- _What you are asked to do_: Taking the line with "runtime deps first" as the first and the line with "Tools: upsert(db_path, items)" as the last, set down exactly every line in that range from the entries below, and no more.
####################
PR #2952, opened 2026-07-15
feat: builtin vector-store + chunker MCP servers (FP-0063 P2)

tya5:
**[per-PR-coder]** — FP-0063 P2: the builtin MCP layer of the "builtin turnkey user RAG" arc (docs/deep-dives/proposals/0063-builtin-turnkey-user-rag.md). P1 (selection spike) found no OSS MCP vector-DB server satisfying C1 (pre-computed vectors); owner approved writing the MCP surface ourselves. This PR ships the two thin bundled MCP servers P1's fallback anticipated.

## What's here

- `src/reyn/builtin/mcp_servers/vector_store_server.py` — wraps `sqlite-vec` (a pure-C SQLite extension, no bundled embedding model).
- `src/reyn/builtin/mcp_servers/chunker_server.py` — wraps `chonkie`.
- `pyproject.toml`: new `builtin-rag` extra (`sqlite-vec`, `apsw`, `chonkie`) — `fastmcp` is **already core** (promoted in an earlier PR), so this is the only new-dependency surface. `uv.lock` regenerated (`uv lock`) and `uv lock --check` passes.
- `docs/cookbook/configs/with-builtin-rag-mcp.yaml` — the INERT sample config (commented out) an operator copies + uncomments to enable either server.
- `tests/test_fp0063_p2_builtin_mcp_rag.py` — 10 Tier-2b tests, no mocks.
- `.github/workflows/test.yml` — adds `builtin-rag` to the CI extras list. **This one is load-bearing, see below.**

## ⚠️ The CI extras fix — caught by falsification, not by reading

The test file `pytest.importorskip`s `apsw`/`sqlite_vec`/`chonkie`. CI's install line was `pip install -e ".[dev,mcp,web,fs-watch,observability]"` — **no `builtin-rag`**. So as first written, this PR would have gone **green in CI while the entire test module silently skipped, verifying nothing** — the exact "green CI, zero verification" failure class this repo has been bitten by before.

Verified both directions on clean venvs rather than assuming:

```
# WITHOUT builtin-rag (the pre-fix CI state):
SKIPPED [1] tests/test_fp0063_p2_builtin_mcp_rag.py:44: builtin-rag extra not installed
1 skipped in 0.14s

# WITH the fixed CI extras string, clean venv, resolved from PyPI:
10 passed in 2.54s
```

The workflow change is CI config, **not** a reyn-core change — `src/reyn/**` is untouched by this PR (the zero-core target holds).

## The five vector-store gates (proposal §Vector-DB MCP)

1. **Pre-computed vectors** — `upsert(db_path, items)` takes `items: [{"id", "vector", "metadata"}]`; the module never computes an embedding.
2. **User-specified single sqlite file** — every tool call takes `db_path` explicitly; parent dirs are created lazily.
3. **top-k + metadata filter** — `query(db_path, vector, top_k, filters)` runs a real SQL `WHERE` over the metadata columns joined against the sqlite-vec KNN match (see "why k=total-rows" in the module docstring — the filter is applied to the FULL candidate set, not post-`top_k`, so a filter can't be defeated by an early KNN truncation).
4. **Metadata passthrough** — `reyn_rag_chunks` carries the full `ChunkMetadata` shape: `source_path`, `source_type`, `content_hash`, `embedding_model`, `chunk_index`, `size_tokens`, `parent_context`, `extra` (JSON blob).
5. **Generic ops for a pipeline-owned diff** — `list_metadata(db_path, filters)` (Chroma `get(where=...)` shape, no vectors), `upsert` (replaces by `id`, never duplicates), `delete(db_path, ids)`. **No `content_hash` add/update/remove logic lives here** — that's the ingest pipeline's job (P3), settled at co-vet (C5).

## Chunker: size/overlap are parameters, not constants (R4)

`chunk(text, size=400, overlap_ratio=0.125, min_characters_per_chunk=24)` — defaults land in the 2026 persistent-RAG band (256–512 tokens, 10–15% overlap), explicitly NOT FP-0057 line 51's 800–1024 figure (that number is scoped to throwaway ephemeral attachments). Overlap is chonkie's own `OverlapRefinery` two-step shape (chunk, then refine) — `RecursiveChunker` itself has no overlap param.

## Driven, not just read (per task instruction C)

Every claim above was exercised, not inferred from reading the code:

**In-process (fastmcp `Client`)**:
```
TOOLS: ['upsert', 'query', 'list_metadata', 'delete']
UPSERT RESULT: {'upserted': 1}
QUERY RESULT: [{'id': 'x1', 'distance': 0.0, 'metadata': {...}}]
LIST RESULT: [{'id': 'x1', 'metadata': {...}}]
DELETE RESULT: {'deleted': 1}
```

**Real subprocess stdio round-trip** (`PythonStdioTransport` spawning `python -m reyn.builtin.mcp_servers.vector_store_server` as a genuine child process over stdin/stdout, not in-process):
```
SUBPROCESS TOOLS: ['upsert', 'query', 'list_metadata', 'delete']
SUBPROCESS UPSERT: {'upserted': 1}
SUBPROCESS QUERY: [{'id': 's1', 'distance': 0.0, 'metadata': {...}}]
file at user path exists: True
```

**Chunker, in-process**:
```
TOOLS: ['chunk']
num chunks: 100  (size=64, overlap_ratio=0.2, 200-sentence input)
default chunks: 15, token_count[0]: 431   (size/overlap defaults only)
```

## Strip-falsification (required)

Temporarily broke `list_metadata`'s column restriction (joined the vector table and leaked the raw embedding blob into the returned metadata dict), then ran `tests/test_fp0063_p2_builtin_mcp_rag.py`. Observed RED on exactly the two tests that guard this:

```
FAILED tests/test_fp0063_p2_builtin_mcp_rag.py::test_list_metadata_excludes_vectors
FAILED tests/test_fp0063_p2_builtin_mcp_rag.py::test_strip_falsify_list_metadata_would_leak_vectors_if_joined
2 failed, 8 passed in 0.94s
```
Reverted; full suite green again (`10 passed`). The `test_strip_falsify_...` test also independently proves the guard isn't vacuous — it opens a second, separate `apsw` connection to the same on-disk file and confirms the vector bytes really are retrievable via the naive join (i.e. the omission in `list_metadata` is a deliberate choice guarding real data).

## Inert-ship posture (A / R3 / F-D) — verified, not assumed

Neither server is wired into `reyn.builtin.registry.build_builtin_config()`. Confirmed by direct investigation of `#2932`'s auto-grant (`src/reyn/interfaces/cli/commands/pipe.py`): it keys **purely on the server name being a key in the merged `config.mcp.servers` dict** (`sorted((config.mcp or {}).get("servers", {}) or {})`) — there is no `enabled` field anywhere in the MCP server schema for it to check, so **any** entry appearing under `mcp.servers` from **any** config tier (including a hypothetical builtin tier) would be auto-granted the instant `reyn pipe run` executes, with zero operator decision in the chain. That's why this PR does NOT add an `mcp` key to `build_builtin_config()`'s output — the sample config lives purely in `docs/cookbook/configs/with-builtin-rag-mcp.yaml` (mirroring the existing `with-mcp.yaml` precedent — those files are never auto-loaded; confirmed by grep, the only reference to `docs/cookbook/*.yaml` in `src/` is a CLI help-text `print()` in `interfaces/cli/commands/init.py`). An operator must copy the block into their own `reyn.yaml` and uncomment it themselves — that's the only way either server's name ever reaches `mcp.servers`.

Zero reyn-core files changed. Only new/added: two builtin-content modules, an extras group + lockfile update, a doc sample, and a test file.

## Dependencies added (builtin-rag extra, base install unaffected)

| Package | Version | License |
|---|---|---|
| `sqlite-vec` | 0.1.9 | dual MIT / Apache-2.0 |
| `apsw` | ≥3.51 (3.53.3.1 locked) | zlib-like ("any-OSI" per PyPI classifier) |
| `chonkie` | ≥1.7 | MIT |

`fastmcp` (already core) is unchanged.

## Offline/firewall finding (R1/D) — reported, not papered over

- **No HuggingFace / no network fetch at all**, in either server: `sqlite-vec` is a pure-C extension with no bundled model; `chonkie`'s default (character) tokenizer used here downloads nothing. Neither server repeats the FP-0057 line-55 firewall failure class.
- **A different, previously-undiscovered environment gate**: `sqlite-vec` loads via `sqlite3.Connection.load_extension`, which the **stdlib `sqlite3` module is not guaranteed to support** — confirmed directly: this very repo's own pyenv-built CPython 3.12.7 `.venv` has `hasattr(sqlite3.Connection, "enable_load_extension") is False` (same for `/usr/bin/python3` on this Mac; `/opt/homebrew/bin/python3` and `python3.13` DO support it — it varies by distribution/build flags, not by OS). Rather than silently fail (or worse, work on the author's machine and break on the operator's), `vector_store_server.py` uses `apsw` instead of stdlib `sqlite3` — apsw statically bundles its own SQLite build with extension loading always enabled, so `sqlite-vec` loads deterministically regardless of how the host interpreter was compiled. This is a portability fix baked into the design, not a workaround left for later — but it's worth flagging in review as a real, previously-unstated constraint on any future sqlite-vec-based work in this codebase.

## Out of scope (per task)

Ingest/query pipelines (P3), the skill (P4), the firewall step-0 reachability check (P5), and `markitdown-mcp`'s config entry (left to P3, third-party server, not written here).

## Test plan

- [x] `ruff check src tests` — green ("All checks passed!").
- [x] `python scripts/test_tier_audit.py --strict tests/test_fp0063_p2_builtin_mcp_rag.py` — 10/10 OK, 0 errors.
- [x] `pytest` from repo root — green: **8552 passed, 17 skipped** in 239s (none of the 17 are this PR's).
- [x] **Verified this PR's 10 tests RUN, not skip** — `pytest tests/test_fp0063_p2_builtin_mcp_rag.py -v -rs` → 10 PASSED / 0 skipped, against really-installed `sqlite-vec 0.1.9` / `apsw 3.53.3.1` / `chonkie 1.7.0`. Re-verified on a from-scratch venv built with the exact CI extras string (10 passed), and falsified in the negative direction (without the extra → module skips).
- [x] `python scripts/verify_module_docstrings.py <changed src files>` — OK.
- [x] `uv lock --check` — green after `uv lock` regeneration.
- [x] Driven tool calls (in-process + real subprocess stdio) for both servers — see above.
- [x] Strip-falsification — RED observed and reverted, see above.

### DIFF
--- a/.github/workflows/test.yml
+++ b/.github/workflows/test.yml
@@ -32,7 +32,11 @@ jobs:
         #   web  — fastapi + uvicorn + websockets, used by tests/web/
         #   fs-watch — `watchdog` (#2608 H4), used by tests/test_fs_watcher.py
         #   observability — opentelemetry SDK, used by tests/observability/
-        run: pip install -e ".[dev,mcp,web,fs-watch,observability]"
+        #   builtin-rag — sqlite-vec + apsw + chonkie (FP-0063 P2), used by
+        #     tests/test_fp0063_p2_builtin_mcp_rag.py. Load-bearing: that file
+        #     `pytest.importorskip`s all three, so WITHOUT this extra the whole
+        #     module silently SKIPS and CI goes green having verified nothing.
+        run: pip install -e ".[dev,mcp,web,fs-watch,observability,builtin-rag]"
 
       - name: Run tests
         # --timeout=120: a per-test wall-clock cap (pytest-timeout). Without it a
--- a/docs/cookbook/configs/with-builtin-rag-mcp.yaml
+++ b/docs/cookbook/configs/with-builtin-rag-mcp.yaml
@@ -1,0 +1,50 @@
+# FP-0063 P2 -- builtin turnkey user RAG, the MCP layer.
+#
+# This entire ``mcp.servers`` block ships COMMENTED OUT / INERT. Do not
+# assume uncommenting it is safe by default: an MCP server entry, once it
+# appears under ``mcp.servers.<name>`` in ANY merged config tier, is
+# auto-granted the moment you run ``reyn pipe run`` (#2932's
+# trusted-by-configuration auto-grant -- it keys purely on the server's
+# NAME being present in the merged config, not on any "enabled" flag,
+# because no such flag exists on an MCP server entry today). That premise
+# ("the operator explicitly configured this server") only holds if YOU are
+# the one who copies this block into your own reyn.yaml and uncomments it
+# -- reyn itself never wires this in (see reyn.builtin.mcp_servers module
+# docstring). Read the two servers before enabling them: the vector-store
+# server writes to whatever sqlite file `db_path` names; the chunker server
+# reads no filesystem paths itself but the ingest pipeline that will call
+# it (a later phase, P3) reads document files from the folder you point it
+# at.
+#
+# Install the extra runtime deps first (NOT part of reyn's base install):
+#   pip install "reyn[builtin-rag]"
+#
+# Then copy this block into your reyn.yaml (or reyn.local.yaml) and
+# uncomment it:
+#
+# permissions:
+#   mcp.reyn_vector_store: allow
+#   mcp.reyn_chunker: allow
+#
+# mcp:
+#   servers:
+#     reyn_vector_store:
+#       type: stdio
+#       command: python
+#       args: ["-m", "reyn.builtin.mcp_servers.vector_store_server"]
+#       # Tools: upsert(db_path, items) / query(db_path, vector, top_k,
+#       # filters) / list_metadata(db_path, filters, limit) /
+#       # delete(db_path, ids). Every call takes db_path explicitly --
+#       # there is no server-side default; you always name the sqlite file.
+#
+#     reyn_chunker:
+#       type: stdio
+#       command: python
+#       args: ["-m", "reyn.builtin.mcp_servers.chunker_server"]
+#       # Tool: chunk(text, size=400, overlap_ratio=0.125,
+#       # min_characters_per_chunk=24). size/overlap are real parameters,
+#       # not baked-in constants -- tune them per document type.
+#
+# A third-party parser server (e.g. `uvx markitdown-mcp`, Microsoft,
+# converts txt/md/pdf/xlsx/pptx/docx -> Markdown) belongs alongside these
+# two once the ingest pipeline (P3) lands; out of scope for this file.
--- a/pyproject.toml
+++ b/pyproject.toml
@@ -103,6 +103,30 @@ web = [
 # empty extra so existing `pip install -e ".[mcp]"` invocations (CI, user docs,
 # `reyn[mcp]`) keep resolving instead of erroring on an unknown extra.
 mcp = []
+# FP-0063 P2 builtin turnkey user RAG -- the two thin builtin MCP servers in
+# `reyn.builtin.mcp_servers` (vector-store over sqlite-vec, chunker over
+# chonkie). `fastmcp` itself is already core (see above); these three are the
+# ONLY new deps this arc adds, kept extras-only so a base `pip install reyn`
+# is unaffected. Neither server is wired into the merged config by default —
+# they ship INERT (see `reyn.builtin.mcp_servers` module docstring) — so
+# installing this extra alone activates nothing.
+#   - sqlite-vec (dual MIT/Apache-2.0): pure-C SQLite extension, no bundled
+#     embedding model -> no HuggingFace-fetch hazard (FP-0057 line 55).
+#   - apsw (zlib-like "any-OSI"): sqlite-vec loads via
+#     `sqlite3.Connection.load_extension`, which the STDLIB `sqlite3` module
+#     is not guaranteed to support (e.g. this repo's own pyenv-built
+#     CPython 3.12.7 .venv has no `enable_load_extension`). apsw statically
+#     bundles its own SQLite with extension loading always enabled, so
+#     loading is portable regardless of how the host interpreter's `sqlite3`
+#     was compiled.
+#   - chonkie (MIT): recursive/semantic/etc. chunking, ~15 MiB vs LangChain's
+#     ~80 MiB; no bundled model in the default character-tokenizer path used
+#     here -> no network fetch at import or call time.
+builtin-rag = [
+    "sqlite-vec>=0.1.9",
+    "apsw>=3.51",
+    "chonkie>=1.7",
+]
 # #2608 H4: filesystem watcher external-event source (`fs_watch:` config block ->
 # `file_changed` hook). Extras-only — a build with no fs_watch config configured
 # never imports this, and a build WITH config but no extra installed degrades to
--- a/src/reyn/builtin/mcp_servers/__init__.py
+++ b/src/reyn/builtin/mcp_servers/__init__.py
@@ -1,0 +1,44 @@
+"""Builtin MCP servers (FP-0063 P2 -- builtin turnkey user RAG).
+
+Two thin bundled MCP servers that the ingest/query pipelines (P3, a later
+phase) will call as external MCP vessels -- exactly like any other
+operator-configured MCP server (FP-0057 C2: the user RAG store is EXTERNAL,
+never in-core; reyn contributes no store/chunker code path of its own,
+only these standalone scripts that happen to ship inside the reyn wheel):
+
+- :mod:`reyn.builtin.mcp_servers.vector_store_server` -- wraps
+  ``sqlite-vec`` (dual MIT/Apache-2.0, no bundled embedding model). Accepts
+  externally pre-computed vectors (FP-0057 C1: reyn is the SOLE embedder),
+  writes to a user-specified single sqlite file, and exposes generic
+  upsert/query/list/delete ops -- the ingest pipeline (not this server)
+  owns the ``content_hash`` add/update/remove diff (C5, settled at co-vet
+  in the proposal).
+- :mod:`reyn.builtin.mcp_servers.chunker_server` -- wraps ``chonkie``
+  (MIT). ``size``/``overlap`` are tool parameters with 2026-default
+  values (recursive, 256-512 tokens, 10-15% overlap), never hardcoded
+  constants, so the first thing a template-copying user wants to tune is
+  easy to find (R2/R4 in the proposal).
+
+Neither server is wired into ``reyn.builtin.registry.build_builtin_config()``
+-- doing so would make its ``mcp.servers.<name>`` key "configured" the
+instant reyn is installed, which would let ``reyn pipe run``'s
+trusted-by-configuration auto-grant (#2932) silently fire with no operator
+decision anywhere in the chain (proposal R3 / architect co-vet F-D). Both
+servers ship as pure INERT sample content instead: a commented config block
+an operator must copy into their own ``reyn.yaml`` and explicitly enable --
+see ``docs/cookbook/configs/with-builtin-rag-mcp.yaml``. This mirrors the
+precedent set for builtin skills (``force_auto_invoke_false``, "A3
+inert-ship" in ``reyn.builtin.registry``), adapted to MCP's structurally
+different inertness mechanism: an ``mcp.servers`` entry has no ``enabled``
+flag anywhere in the codebase today (#2932's auto-grant keys purely on
+dict-key presence), so absence-from-merged-config is the only inert
+posture available without inventing new core schema + auto-grant code --
+which is out of scope for this arc's "zero reyn core change" target.
+
+Both are runnable as ``python -m reyn.builtin.mcp_servers.<module>`` (stdio
+transport, via ``fastmcp`` -- already a core dependency, see
+``pyproject.toml``). The extra runtime deps they need
+(``sqlite-vec``/``apsw``/``chonkie``) live in the ``builtin-rag`` optional
+extra so a base ``pip install reyn`` is unaffected.
+"""
+from __future__ import annotations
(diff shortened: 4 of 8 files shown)


tya5:
**[per-PR-coder]** — Follow-up evidence: **gate 5 verified sufficient for P3's C5 diff, by driving it.**

Gate 5's stated purpose is "generic ops sufficient for a PIPELINE-owned incremental diff" — but the PR as opened only proved each op works *individually*. That leaves the actual load-bearing claim (P3 can build the `content_hash` add/update/remove diff on top of these ops, with no hash semantics in the server) as an inference. So I drove it, simulating a second ingest run over a changed folder using **only** `list_metadata` / `upsert` / `delete`:

```
add: ['c.md#0'] | update: ['a.md#1'] | remove: ['b.md#0']
skipped (no re-embed, X5 cost lever): ['a.md#0']
final index: {'a.md#0': 'alpha', 'c.md#0': 'delta', 'a.md#1': 'beta-EDITED'}

OK: full add/update/remove diff converges using ONLY list_metadata/upsert/delete
```

All three C5 branches resolve correctly and the index converges exactly onto the new source state (asserted, not eyeballed). Two things this confirms beyond the tests already in the PR:

- **X5's cost lever works**: the unchanged chunk is identified as skippable from the metadata listing **alone** — no vector fetch, no re-embed. That's the "re-ingesting an unchanged folder costs ≈0" requirement, and it falls out of `list_metadata` returning `content_hash` without vectors.
- **C5 ownership holds**: the diff logic lives entirely in the caller (~10 lines of plain set arithmetic). The server contributed no hash semantics, so it stays generic and a future backend swap stays "re-point the MCP server".

This is a driven probe, not a new test — the P3 pipeline is where this logic actually lands, so pinning it here would test a caller that doesn't exist yet.

tya5:
**[per-PR-coder]** — Second follow-up: **verified the servers work from a real wheel install**, not just the editable checkout.

The servers are only useful if `python -m reyn.builtin.mcp_servers.<module>` resolves for an operator who `pip install`ed reyn — my local testing all ran against `-e .` with `src/` on the path, which would mask a packaging gap. `pyproject.toml`'s `packages = ["src/reyn"]` + the `builtin/**/*` artifact glob *should* cover it, but that's a reading of the config, not evidence. So I built the wheel and checked:

```
$ unzip -l dist/reyn-0.1.0a2-py3-none-any.whl | grep mcp_servers
     2641  reyn/builtin/mcp_servers/__init__.py
     4285  reyn/builtin/mcp_servers/chunker_server.py
    16808  reyn/builtin/mcp_servers/vector_store_server.py
```

Then installed that wheel into a clean venv (`pip install "reyn-...whl[builtin-rag]"`) and drove both servers from outside the repo, with no `src/` on `sys.path`:

```
chunker: 41 chunks
vector store query: w1
wheel install fully functional
```

So the operator-facing path in the cookbook config (`command: python`, `args: ["-m", "reyn.builtin.mcp_servers.vector_store_server"]`) is real on a wheel install, and the `builtin-rag` extra resolves from PyPI on a fresh environment. CI's `dev==wheel repo self-access parity` check is also green.

tya5:
**[per-PR-coder]** — Third follow-up, completing the **R1/D dependency-posture** report with a platform finding I should have included up front.

My original offline finding covered the *network* axis (no HF fetch, no model download — that part holds). But `sqlite-vec` is a **binary** package, and I'd only driven it on macOS arm64. Checked the actual distribution surface on PyPI:

```
sqlite-vec 0.1.9 — all distributed files (no sdist fallback):
   sqlite_vec-0.1.9-py3-none-macosx_10_6_x86_64.whl
   sqlite_vec-0.1.9-py3-none-macosx_11_0_arm64.whl
   sqlite_vec-0.1.9-py3-none-manylinux_2_17_aarch64...whl
   sqlite_vec-0.1.9-py3-none-manylinux_2_17_x86_64...whl
   sqlite_vec-0.1.9-py3-none-win_amd64.whl
```

**Good news for CI and for normal use**: macOS (both arches), glibc Linux (x86_64 + aarch64) and Windows are all covered — CI's ubuntu-x86_64 × py3.11/3.12 resolves fine, as does `apsw` (cp310–cp312 manylinux wheels) and `chonkie` (pure-python `py3-none-any`).

**The honest caveat**: `sqlite-vec` publishes **no sdist**, so platform support is wheel-only with no source-build fallback. Notably **musl (Alpine) is not covered** — `pip install reyn[builtin-rag]` will fail outright on an Alpine-based image rather than degrade. That's arguably the *right* failure (loud, at install time, not a silent mid-ingest break), and it only affects operators who opt into the extra — the base `pip install reyn` is untouched. But it is a real constraint on the P5 "documented pre-install path" work, so flagging it here rather than letting P5 discover it.

No action taken in this PR — reporting per the "report what you find, do not paper over it" instruction.

tya5:
**[per-PR-coder]** — CI green (7/7), and the skip question is now settled by **direct measurement rather than inference**.

The concern this addresses: the test module `pytest.importorskip`s its three deps, so if CI lacked the `builtin-rag` extra the whole file would silently skip and CI would go green having verified nothing. This PR adds the extra to the CI install line — but "I added it, therefore the tests ran" is still an inference chain, so I closed it against the actual run:

1. **CI really installed the deps** — from the `pytest (Python 3.12)` job log's `Successfully installed`: `sqlite-vec-0.1.9`, `apsw-3.53.3.1`, `chonkie-1.7.0`, `chonkie-core-0.10.2`.
2. **CI really ran the 10 tests** — the decisive check, since `-q` hides test names. Comparing totals against the most recent green CI run on `main` (run `29424822594`, same job, same python):

| | passed | skipped |
|---|---|---|
| main (baseline) | 8554 | 16 |
| this PR | 8564 | 16 |
| **delta** | **+10** | **+0** |

Exactly +10 passed and **+0 skipped** — the 10 new tests executed in CI. Had the extra been missing, the delta would have been +0 passed / +1 skipped (the shape I falsified locally on a clean venv earlier in this PR).

All 7 checks green: pytest 3.11 / pytest 3.12 / ruff / test-tier audit / uv lock --check / docs build (strict) / dev==wheel repo self-access parity.

tya5:
**[architect]** — co-vet: **CLEAR.** Zero core change, C1 held, and every FP-0063 co-vet finding of mine landed — including the one I care most about, implemented better than I asked. Two notes, neither blocking.

## Owner-frame + my proposal findings — verified, not taken on trust
- **Zero core change ✓** — the diff touches `src/reyn/builtin/**` only (that *is* the deliverable; my first grep flagged `^src/reyn/` and I had to correct it — builtin ≠ core).
- **C1 gate ✓ and the P1 fallback fired as designed.** The docstring records that P1 found **no off-the-shelf MCP vector-DB accepting pre-computed vectors**, so the pre-defined fallback (thin wrapper = builtin content) was taken — exactly the pass/fail shape I signed off on, not an open-ended slide. `upsert` takes `vector: list[float]`; *"this module never computes an embedding itself"* → C1 holds, and with it C4 (the server can't split the vector space).
- **C5 = pipeline-owned ✓** (*"the ingest pipeline (not this server) owns the `content_hash` add/update/remove diff"*) and the server exposes **generic upsert/query/list/delete** — the gate-relaxation I recommended, which is what made P1's candidate set survivable.
- **R2/R4 ✓** — `size`/`overlap` are **tool parameters with 2026 defaults, never hardcoded constants**, so the first thing a template-copying user tunes is findable.
- **★ F-D (my security finding) — implemented, and better than I asked.** I flagged that a bundled MCP config × #2932's pipe-run auto-grant would trust-by-configuration without an explicit operator act. Verified structurally, not by the comment: `grep` finds **no registration** in `builtin/registry.py`, the docstring states *"Neither server is wired into `build_builtin_config()`"*, and the cookbook config ships **commented out** — with the **#2932 rationale written at the exact line a user would uncomment** (*"once it appears under `mcp.servers.<name>` in ANY merged config tier, it is auto-granted the moment you run `reyn pipe run`"*). That is the structural close: the reason lives where the mistake would be made, so it can't be re-derived wrongly.

## The CI skip hazard — I reproduced it independently
Running the suite in **my** environment (no `builtin-rag` extra): **`1 skipped in 0.12s`**. So the `importorskip` module-skip is real and the test.yml change is **load-bearing** — without it CI is green having verified nothing. Good catch by the coder, and the comment naming the failure mode in the workflow is the right place for it.

## The two honest findings vs the later phases
**They do not break P3/P4, but they move R1/P5 from "a risk" to the arc's gating question.**
- **② wheel-only / musl — does NOT touch reyn's own path.** reyn's container base is **`python:3.12-slim`** (glibc), not Alpine (`src/reyn/environment/reyn_base.Dockerfile:11`). So the containerized turnkey path is unaffected; the loss is Alpine users, extras-only, loud at install. Acceptable.
- **① apsw + ② no-sdist compound R1.** The turnkey path now needs **three PyPI wheels** (sqlite-vec, apsw, chonkie), and **sqlite-vec has no sdist** — so an internal mirror running in sdist-only mode cannot serve it *and* there is no source-build fallback. That is the owner's own firewalled network, and it strikes at step 1 of the P3 pipeline. My proposal-time R1 recommendation (fail-loud + a documented pre-install path) is no longer polish; it is the difference between "turnkey" and "dies before the first chunk". P5 should state the pre-install path as **"install the extra while online / from a wheel-carrying mirror"** — "use an internal mirror" alone is insufficient here.

## Note (P3/P5, not this PR)
The missing-extra failure is a **bare `ImportError: No module named 'apsw'`** raised inside an MCP **server subprocess** — loud, but **not decision-enabling**: it names neither the remedy (`pip install 'reyn[builtin-rag]'`) nor the extra, and the user may only see an opaque "server failed to start" at the pipeline boundary. The `require_mcp` error (#2932) is the precedent worth copying — cause + the two concrete ways to fix it. Right home is P5 (or wherever P3 surfaces server-start failures).

**Verdict: CLEAR, merge-clear.** Inert-by-construction with the rationale at the point of use, C1/C4/C5 intact, zero core, and the tests actually run now.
####################
- _Result_:
+# Install the extra runtime deps first (NOT part of reyn's base install):
+#   pip install "reyn[builtin-rag]"
+#
+# Then copy this block into your reyn.yaml (or reyn.local.yaml) and
+# uncomment it:
+#
+# permissions:
+#   mcp.reyn_vector_store: allow
+#   mcp.reyn_chunker: allow
+#
+# mcp:
+#   servers:
+#     reyn_vector_store:
+#       type: stdio
+#       command: python
+#       args: ["-m", "reyn.builtin.mcp_servers.vector_store_server"]
+#       # Tools: upsert(db_path, items) / query(db_path, vector, top_k,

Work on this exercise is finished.